▸ **WORK TASK**: Please output the data below exactly as given, starting at its first line and stopping after the line that contains "drives the order".

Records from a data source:
════

PR #2592, opened 2026-09-11
fix(engine): make the workspace deterministic and enforce the lock scope

sdbondi:
Engine audit wave 4, second of four. Two hygiene items in the call-frame and workspace machinery. Independent of #2591; both touch `working_state.rs`, so whichever lands second needs a trivial rebase.

## Deterministic workspace collections

`Workspace.items` was a `HashMap` and `Workspace.proofs` a `HashSet`, and both get iterated on paths that reach consensus:

- `drain_all_proofs` drives the order `drop_proof` runs in (`tracker.rs` fee checkpoint, `WorkspaceAction::DropAllProofs`, `WorkspaceAction::DropAll`). Dropping a vault-backed proof can append that vault to `new_substates`, and that order is hashed into the `TransactionReceipt` diff.
- `all_ids_iter` lands in `ItemNotOnWorkspace` reject strings. These are local/UX only — a block's `TransactionAtom` carries `Decision`, `AbortReason` collapses every execution failure to `ExecutionFailure`, and the receipt carries an outcome with no reason — so this half is cosmetic. The `drain_all_proofs` half stands on its own.

Neither diverges today — a vault-backed proof has already mutated its vault by the time it is dropped, so the append is a no-op on ordering — but the safety is incidental, not structural. `CallScope` already carries a `NOTE: HashSet is not appropriate due to non-determinism`; `Workspace` now carries the same reasoning and the same collection types.

`WorkingState::address_allocations` has the same shape and is included: `get_allocated_address_by_address` scans it, so a hashed map would let iteration order decide which allocation a lookup finds.

## Lock scope

`CallScope::add_lock_to_scope`, `remove_lock_from_scope` and `is_lock_in_scope` had no callers. `lock_scope` was therefore always empty, and the `DanglingSubstateLocks` branch in `pop_frame` was unreachable — a callee could leak a lock and grief the rest of the caller's transaction with a lock nothing would ever release.

`lock_substate` now records into the current frame and `unlock_substate` releases. The release searches the frame stack rather than assuming the current frame, because the frame releasing a lock need not be the one that took it: a component lock is taken by the caller and released when the frame it was pushed into is popped, by which point that frame is off the stack. A lock taken before the first frame exists (fee settlement, transaction setup) belongs to no frame and stays untracked.

`remove_lock_from_scope` now reports whether the frame held the lock instead of returning an error, which is what a stack search needs; `is_lock_in_scope` is deleted rather than left dead.

I checked the check is genuinely live rather than newly-inert in a different way: disabling the release side turns every nested component call into `2 substate locks were still active after call`, and inverting the emptiness test fails every frame. Both directions behave, and the suite passes with the real code.

## Fee pool lock leak

`withdraw_fees_from_pool_up_to` took the fee pool's write lock and returned the container without ever releasing it. Because `ClaimValidatorFees` runs at instruction level there is no frame to record the lock against, so the new check cannot see it either — the one place the engine actually leaks a lock was exempt from the motivation for this PR. Fixed here. The live consequence was that a second `ClaimValidatorFees` against the same pool in one transaction failed with `MultipleWriteLockRequested`; it now succeeds.

## Tests

- `test_two_claims_against_one_pool_in_a_transaction` — two claims against one pool in one transaction. Fails on the pre-fix code with `Multiple write locks requested for substate vnfp_5c7f0fe…`.
- `it_lists_existing_workspace_ids_in_insertion_order` — three workspace outputs then a bad reference, asserting the reject string lists `[0, 1, 2]`. The existing sibling test only ever had one id on the workspace, so it could not see the order.
- Full `-p tari_engine` suite: 425 passed.

### DIFF
--- a/crates/engine/src/runtime/working_state.rs
+++ b/crates/engine/src/runtime/working_state.rs
@@ -145,8 +145,10 @@ pub(super) struct WorkingState<TStore> {
     events: Vec<Event>,
     logs: Vec<LogEntry>,
     buckets: HashMap<BucketId, Bucket>,
-    address_allocations: HashMap<AddressAllocationId, AllocatedAddress>,
-    used_address_allocations: HashMap<AddressAllocationId, SubstateId>,
+    /// Insertion-ordered: `get_allocated_address_by_address` scans these, so a hashed map would let the iteration
+    /// order decide which allocation a lookup finds.
+    address_allocations: IndexMap<AddressAllocationId, AllocatedAddress>,
+    used_address_allocations: IndexMap<AddressAllocationId, SubstateId>,
     address_allocation_id: u32,
     proofs: HashMap<ProofId, Proof>,
     object_ids: ObjectIds,
@@ -197,8 +199,8 @@ impl<TStore: StateReader> WorkingState<TStore> {
             buckets: HashMap::new(),
             proofs: HashMap::new(),
             address_allocation_id: 0,
-            address_allocations: HashMap::new(),
-            used_address_allocations: HashMap::new(),
+            address_allocations: IndexMap::new(),
+            used_address_allocations: IndexMap::new(),
 
             store: WorkingStateStore::new(state_store),
 
@@ -262,6 +264,12 @@ impl<TStore: StateReader> WorkingState<TStore> {
 
     fn lock_substate(&mut self, addr: SubstateId, lock_flag: LockFlag) -> Result<LockedSubstate, RuntimeError> {
         let lock_id = self.try_lock(addr.clone(), lock_flag)?;
+        // Every lock a frame takes must be released before that frame is popped, which `pop_frame` enforces. A lock
+        // taken before the first frame is pushed — fee settlement, transaction setup — belongs to no frame and is
+        // left untracked.
+        if let Some(frame) = self.call_frames.last_mut() {
+            frame.scope_mut().add_lock_to_scope(lock_id);
+        }
         Ok(LockedSubstate::new(addr, lock_id, lock_flag))
     }
 
@@ -295,6 +303,13 @@ impl<TStore: StateReader> WorkingState<TStore> {
 
     pub fn unlock_substate(&mut self, lock: LockedSubstate) -> Result<(), RuntimeError> {
         self.store.try_unlock(lock.lock_id())?;
+        // The frame releasing a lock need not be the one that took it: a component lock is taken by the caller and
+        // released when the frame it was pushed into is popped, by which point that frame is off the stack.
+        for frame in self.call_frames.iter_mut().rev() {
+            if frame.scope_mut().remove_lock_from_scope(lock.lock_id()) {
+                break;
+            }
+        }
         Ok(())
     }
 
@@ -1245,7 +1260,7 @@ impl<TStore: StateReader> WorkingState<TStore> {
         }
         let alloc_addr = self
             .address_allocations
-            .remove(&id)
+            .shift_remove(&id)
             .ok_or(RuntimeError::AddressAllocationNotFound { id })?;
         self.current_call_scope_mut()?.remove_address_allocation_from_scope(id);
         self.used_address_allocations
--- a/crates/engine/src/runtime/working_state.rs
+++ b/crates/engine/src/runtime/working_state.rs
@@ -148,6 +148,7 @@ pub(super) struct WorkingState<TStore> {
     /// Insertion-ordered: `get_allocated_address_by_address` scans these, so a hashed map would let the iteration
     /// order decide which allocation a lookup finds.
     address_allocations: IndexMap<AddressAllocationId, AllocatedAddress>,
+    /// Only ever inserted into and looked up by id. Ordered for symmetry with `address_allocations`.
     used_address_allocations: IndexMap<AddressAllocationId, SubstateId>,
     address_allocation_id: u32,
     proofs: HashMap<ProofId, Proof>,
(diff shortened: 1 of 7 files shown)


sdbondi (commented):
_Posted by Claude._

Reviewed at `0a02a93`. Nothing blocking — the mechanism is correct. Two notes, one of which is a factual correction to the rationale rather than to the code.

## What I verified

- **The stack search is unambiguous.** `LockedSubstates::next_id` is a monotonic counter with no reuse (`locking.rs:117-128`), so a `LockId` names exactly one lock for the life of the transaction and `unlock_substate`'s reverse walk cannot hit the wrong frame.
- **The component-lock case works because of the ordering in `pop_frame`.** The frame is popped at `working_state.rs:1588` *before* `unlock_substate(component_lock)` runs, so the search sees the caller's frame — which is where `lock_component` (`processor.rs:933`, before `push_call_frame`) recorded it — and the emptiness test that follows applies to the popped frame's own scope. Reversing those two lines would break it, which is worth knowing given how quietly it reads.
- **No lock escapes the accounting.** Every `store.try_lock` outside `lock_substate` (`working_state.rs:405`, `434`, `674`) pairs with a direct `store.try_unlock`, so those stay untracked on both sides and cannot leave a stale id behind to trip `DanglingSubstateLocks`.
- **Workspace ordering.** `insert` rejects duplicate ids, so `IndexMap` order is insertion order with no re-insert repositioning; `address_allocations` uses `shift_remove`, which keeps the map ordered by the sequential allocation id rather than swapping the tail in.

## Non-blocking

1. **The `all_ids_iter` half of the determinism rationale does not hold — validators do not compare reject strings.** A block's `TransactionAtom` carries `decision`, `evidence`, `transaction_fee`, `leader_fee` and nothing else (`command.rs:32-44`), and `Decision::Abort` carries `AbortReason` (`commit_result.rs:517-531`), which collapses every execution failure to `ExecutionFailure`. The hashed side is no better a witness: `TransactionReceipt` carries `outcome: FinalizeOutcome` — `Commit` or `FeeIntentCommit` — and no reason at all. So `ItemNotOnWorkspace`'s id list is a local/UX string.

   The `drain_all_proofs` half *is* real, and on its own justifies the change: the order of `new_substates` becomes the order of `substates_to_persist`, which `DiffSummary::from_diff` walks into `upped`, which is encoded into the receipt substate and hashed. Worth correcting in the body and in the `Workspace` doc comment (`workspace.rs:22-25`), which repeats the "validators compare" claim — a future reader who checks it will find it false and may discount the real reason next to it.

2. **The check cannot see the one lock the engine actually leaks.** `withdraw_fees_from_pool_up_to` (`working_state.rs:1285-1316`) takes the fee pool's write lock and returns the container without ever unlocking it. `ClaimValidatorFees` runs at instruction level, so `lock_substate` finds no frame, leaves it untracked, and `DanglingSubstateLocks` stays quiet. The live consequence today: a second `ClaimValidatorFees` against the same pool in one transaction fails with `MultipleWriteLockRequested`, since the first never released. It is one line to fix and this PR is the natural home for it — otherwise the "a callee could leak a lock and grief the rest of the transaction" motivation is served everywhere except the place it already happens.

## Nit

- `used_address_allocations` is only ever `insert`ed and `get`-ed (`working_state.rs:1250`, `1268`) — never iterated — so its `IndexMap` change is symmetry with its sibling rather than load-bearing. Fine to keep; just not the same claim as `address_allocations`, whose `.values()` scan in `get_allocated_address_by_address` is the one that matters.

crates/engine/src/runtime/working_state.rs
```diff
@@ -1229,7 +1245,7 @@ impl<TStore: StateReader> WorkingState<TStore> {
         }
         let alloc_addr = self
             .address_allocations
-            .remove(&id)
+            .shift_remove(&id)
```
sdbondi: Would `swap_remove` break anything? I don't see how insert order is important for address_allocations.

crates/engine/src/runtime/workspace.rs
```diff
@@ -57,7 +58,7 @@ impl Workspace {
         Ok(())
     }
 
-    pub fn drain_all_proofs(&mut self) -> HashSet<ProofId> {
+    pub fn drain_all_proofs(&mut self) -> IndexSet<ProofId> {
```
sdbondi:
```suggestion
    pub fn take_all_proofs(&mut self) -> IndexSet<ProofId> {
```

crates/engine/src/runtime/working_state.rs

You're right — `swap_remove` in `dbdce0b`. I conflated two things: what this map needs is an iteration order that follows from the transaction's own operations rather than from a hash seed, and `swap_remove` gives that just as well as `shift_remove` does. Insertion order specifically is not load-bearing, and `swap_remove` is O(1).

Corrected the field comment too. It claimed insertion order mattered; what actually matters is that two allocations *can* name the same address — `derive_new_component_address(template, public_key)` is a pure function of its inputs — so the scan in `get_allocated_address_by_address` has to resolve the same way on every validator. Any deterministic order does that; a hash order does not.

crates/engine/src/runtime/workspace.rs
sdbondi: _Posted by Claude._

Applied in `dbdce0b`, renamed at all five call sites. Agreed — `drain` reads as a `Vec::drain`-style iterator, and this returns the whole set out of a `mem::take`.

sdbondi (commented):
Reviewed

════

▸ **PROBLEM SOLUTION**:
PR #2592, opened 2026-09-11
fix(engine): make the workspace deterministic and enforce the lock scope

sdbondi:
Engine audit wave 4, second of four. Two hygiene items in the call-frame and workspace machinery. Independent of #2591; both touch `working_state.rs`, so whichever lands second needs a trivial rebase.

## Deterministic workspace collections

`Workspace.items` was a `HashMap` and `Workspace.proofs` a `HashSet`, and both get iterated on paths that reach consensus:

- `drain_all_proofs` drives the order `drop_proof` runs in (`tracker.rs` fee checkpoint, `WorkspaceAction::DropAllProofs`, `WorkspaceAction::DropAll`). Dropping a vault-backed proof can append that vault to `new_substates`, and that order is hashed into the `TransactionReceipt` diff.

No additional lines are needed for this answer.